The Channel has always been a narrow barrier. It defeated Hitler (who had second thoughts after the Battle of Britain) and Napoleon (who thought he would only meet shopkeepers), and the Spanish Armada before them (although go round a Welsh village and you may still see lots of Hispanic skin). Julius Caesar, the Vikings, William the Conqueror and William of Orange had little trouble crossing that foggy, frigid 19 miles of choppy brine. Each wave succeeded in putting its stamp on (and their DNA into) the dis-United Kingdom they discovered existed beyond the White Cliffs of Dover.
So, why is much of Britain worried this time by fewer than five thousand, unarmed, fairly-well educated Arabs who lack a massed invasion plan? Especially when, if they had arrived, they could have been housed in happy proximity to existing Islamic communities up and down the country? Well, other recent vistas on British TV news were of the much larger Arab refugee influx heading into Greece, Hungary, Austria and Italy.
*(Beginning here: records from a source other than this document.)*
Issue #2682, opened 2021-02-20
Character() constructor seemingly confusing name and kind


Gouvernathor:
```rpy
define sar = Character(_('Sardaukar'))
define hyr = Character((lambda : _("Hyrulan") if believe_hyrulan else _("Sardaukar Soldier")), dynamic=True)
default believe_hyrulan = false

label start:
    sar "hello" # works as intended
    hyr "hello" # wai
    Character(sar) "hello" # wai
    Character(hyr) "hello" # fails because "eval() takes a string or code object"
    Character(kind=hyr) "hello" # wai
```

AndriWilford:
I don't think it is "confusing name and kind".
The string type conversion of the class does not evaluate a function.  "Character(hyr)" attempts to convert the object 'hyr' to string, so crashes, since there is no calling of the function. Strictly speaking   "Character(hyr.name())("Hello")" works, since it is 'calling' hyr's name instead of string conversion..

I think string conversion can just have function evaluation as in pull request #2683

Gouvernathor:
Sure, but the system shouldn't try to evaluate `hyr` as a string, if `sar` is not. Whatever the specified behavior is, that's a discrepancy.

Furthermore, I removed it from my example but in my original code both `sar` and `hyr` have other custom settings other than its name, and they are carried along when calling `Character(sar)` or `Character(kind=sar)`, and they wouldn't if I called `Character(sar.name)`.

AndriWilford:
The behavior on line 8 and 9 is the same. They are both type-cast to string for the parameter to the Character constructor. It's just that it works for  8, since it successfully evaluates to a string, while line 9's does not.

Can you give an example of code where custom settings are carrying over for line 9 and 8? The lines 9 and 8 and 10 create new character objects that are used once and discarded (the character object is not saved to any variable). Line 10 should work to bring over custom settings, from the use of the  "kind"  parameter,  however lines 8 and 9 should not... they are just creating new character objects,  with the string created from evaluating 'sar' and 'hur',  but with no parameters.

Gouvernathor:
Indeed. I re-tried it and it turns out I had completely misunderstood how the constructor works.
I thought if you only give a Character instance as a name and no `kind` argument, the Character argument would be interpreted as a `kind`.
I believe that behavior would be more handy, but it would probably cause incompatible changes.

renpytom:
I don't think there's a bug here.

PR #2683, opened 2021-02-20
Character class callable for string type

AndriWilford:
This fixes issue #2682 .
Adds the ability for the string type conversion to also "call" a callable "who". Currently, only __call__ will attempt a callable who conversion.

### DIFF
--- a/renpy/character.py
+++ b/renpy/character.py
@@ -1047,7 +1047,10 @@ class ADVCharacter(object):
         who = self.name
 
         if self.dynamic:
-            who = renpy.python.py_eval(who)
+            if callable(who):
+                who = who()
+            else:
+                who = renpy.python.py_eval(who)
 
         return renpy.substitutions.substitute(who)[0]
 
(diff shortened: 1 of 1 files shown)


AndriWilford:
Apparently, using web interface to "update" a fork creates a dirty history.

Maybe just make the changes in the ..
   "Add function callable to string type"
 .. commit above oneself, rather than merge this request directly.

Gouvernathor:
Passing a callable as a name to a dynamic character already works.
Examples : `define hyr = Character((lambda : _("Hyrulan") if believe_hyrulan else _("Sardaukar Soldier")), dynamic=True)`
```py
init python:
    def hyrname():
        return _("Hyrulan") if believe_hyrulan else _("Sardaukar Soldier")
define hyr = Character(hyrname, dynamic=True)
```
Both of these work.

Gouvernathor:
You couls avoid some code duplication by replacing l. 1059 to 1067 with `rv = self.__unicode__()`.

renpytom:
It looks good, and I don't think overloading unicode for this would be a good idea.

PR #2695, opened 2021-02-25
Update common French translations

Beuc:
Update missing French strings for 7.4.
Drop a few obsolete strings.

Btw, why are internal strings like
https://github.com/renpy/renpy/blob/27bc9891060f5eee62983b2881906fc8ae1501c4/renpy/common/00preferences.rpy#L388
marked for translation?
(I see we consistently translated them with the english version)

Cc @maxlefou for proof-reading :)

### DIFF
--- a/the_question/game/tl/french/common.rpy
+++ b/the_question/game/tl/french/common.rpy
@@ -489,6 +489,14 @@ translate french strings:
     old "self voicing"
     new "self voicing"
 
+    # renpy/common/00preferences.rpy:388
+    old "self voicing volume drop"
+    new "self voicing volume drop"
+
+    # renpy/common/00preferences.rpy:430
+    old "font transform"
+    new "font transform"
+
     # 00preferences.rpy:355
     old "clipboard voicing"
     new "clipboard voicing"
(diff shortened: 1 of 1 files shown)


Gouvernathor:
In the launcher translations I turned "slef voicing volume drop" by something like "baisse de volume de la vocalisation automatique" or something like that. It should be translated.

Beuc:
Hi. I believe you are confusing my code quote above with:
https://github.com/renpy/renpy/blob/5b782f70fa7c506ddfcf019084bc7a9600fecda5/renpy/common/00accessibility.rpy#L193
which is the human-readable version, and which I translated.
I don't see a reason to translate the internal name of the preference.

Incidentally, your translation is unclear: this is about dropping the global volume of non-voice channels *in favor* of the voicing channel, as explained at:
https://github.com/renpy/renpy/blob/27bc9891060f5eee62983b2881906fc8ae1501c4/renpy/common/00preferences.rpy#L180
(I translated as "Baisse de volume pendant la lecture vocale")

renpytom:
I need to check, but I think it's pretty likely I marked the internal names for translation by mistake, when using an automatic tool to mark strings to be translated.

Gouvernathor:
I thought the low-caps version was the one to be passed to auto-voicing, hence why I translated it.
Good point @Beuc, I'll look into how I actually translated it, might need a correction.

PR #2698, opened 2021-02-27
Harmonizing and correcting french translation

Gouvernathor:
As pointed out in #2695, plus fixing an inconsistency


Gouvernathor:
I chose to translate "self-voicing" to "lecture vocale", because although being more precise and accurate, "vocalisation automatique" was too lengthy and risked overflowing the places it's put in.

Issue #2466, opened 2020-11-14
An In-built Dark Mode


peachiestking:
I understand you can do this via editing some files in the launcher, but I feel as though it would be better to have an option in the preferences screen or something to enable or disable dark mode or to use a custom skin, which can be added via file editing.

I made a concept for what this would look like in preferences and how this would look in general. I can provide my Theme.rpy also.

![DarkModeConcept](https://user-images.githubusercontent.com/45401754/99145781-61d98900-2669-11eb-8909-5168956fcebf.png)

The concept I made is quite quick and not too detailed, but I doubt it needs to be.

Here is the code in my Theme.rpy:

```
init python:
    # The color of non-interactive text.
    TEXT = "#F5F5F5" #545454

    # Colors for buttons in various states.
    IDLE = "#BDBDBD" #42637b
    HOVER = "#9E9E9E" #d86b45
    DISABLED = "#757575" #808080

    # Colors for reversed text buttons (selected list entries).
    REVERSE_IDLE = "#BDBDBD" #78a5c5
    REVERSE_HOVER = "#9E9E9E" #d86b45
    REVERSE_TEXT = "#757575" #ffffff

    # Colors for the scrollbar thumb.
    SCROLLBAR_IDLE = "#5c6e91" #dfdfdf
    SCROLLBAR_HOVER = "#31326f" #d86b45
    # An image used as a separator pattern.
    PATTERN = "images/pattern.png"

    # A displayable used for the background of everything.
    BACKGROUND = "theme/theme_background.jpg"

    # A displayable used for the background of windows
    # containing commands, preferences, and navigation info.
    WINDOW = "#393e46" # Frame("window.png", 0, 0, tile=True) #ffffff80

    # A displayable used for the background of the projects list.
    PROJECTS_WINDOW = Null()

    # A displayable used the background of information boxes.
    INFO_WINDOW = "#393e46" #f9f9f9c0

    # Colors for the titles of information boxes.
    ERROR_COLOR = "#f05454" #d15353
    INFO_COLOR = "#34626c" #545454
    INTERACTION_COLOR = "#9E9E9E" #d19753
    QUESTION_COLOR = "#f5b461" #d19753

    # The color of input text.
    INPUT_COLOR = "#FAFAFA" #d86b45
```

And the voice-over that Britons listened to with this news was provided by Germany’s supposedly centre-right Chancellor Angela Merkel. Her own childless voice was welcoming, and reassuring to all her new children. But not to 17 million British voters.
The reasonable man on the fabled Clapham omnibus reading his Times or even his Daily Mirror could see that the few thousand waiting to cross the Channel at Calais was just the tip of the iceberg — or, in this case, the nose of the camel. Behind that advance party a million, mainly Arab, young men, who had no reason not to prefer Britain’s cosy welfare state once offered permanent refuge in the EU. Behind that lay the threat of Islamification of the UK – something that had happened in enclaves in Birmingham and in the North, and had shocked Britons to their core with its totalitarian extent, and its swaggering threat to do away with traditional British ways of life.
It always starts small. Halal meat? Tick. Women to wear headscarves? Tick. Polygamous marriage? Tick. Then come the big-tick-it items. Female genital mutilation? Tick. Subjugation of women? Tick. Outlawing of homosexuality? Tick. Sharia law? Tick. Outlawing of other religions? Tick, tick, tick, tick, tick — just like a bomb.
The consequences of voicing personal resistance are interesting and appalling at the same time. First, you are told that lack religious tolerance yourself. Second, you are branded a racist, which means nothing you say need be given credence. Third, you could be the legitimate target for a protest, often with posters that say “Death to…” (Fill in the blanks.) And finally, you could face repeated terrorist atrocities (in Europe, Africa, Asia, America and now Australia) to soften you up for the final and absolute submission to a creed whose tenets demand no less.
So, a majority of older, perhaps wiser, Britons said no to the likely Islamic invasion the EU would allow and voted for Brexit. Only by taking their island out of the EU could they protect their borders – and see if what worked to keep Britain safe before (but not always) might work one more time.